**YOUR ASSIGNMENT**
Spot each line in the data below containing "fake" and copy it.
SOURCE DATA Block Start
PR #6171, opened 2017-05-04
Extend c2chapel with our own fake defines/typedefs

benharsh:
Users can add to the new utils/custom.h file to resolve parsing issues. Also removes fake limits.h header so that we rely on the system header.


benharsh:
@ben-albrecht : care to review? I'll be opening another PR with changes related to Chapel generation.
SOURCE DATA Block End
**PROBLEM SOLUTION**
Extend c2chapel with our own fake defines/typedefs
Users can add to the new utils/custom.h file to resolve parsing issues. Also removes fake limits.h header so that we rely on the system header.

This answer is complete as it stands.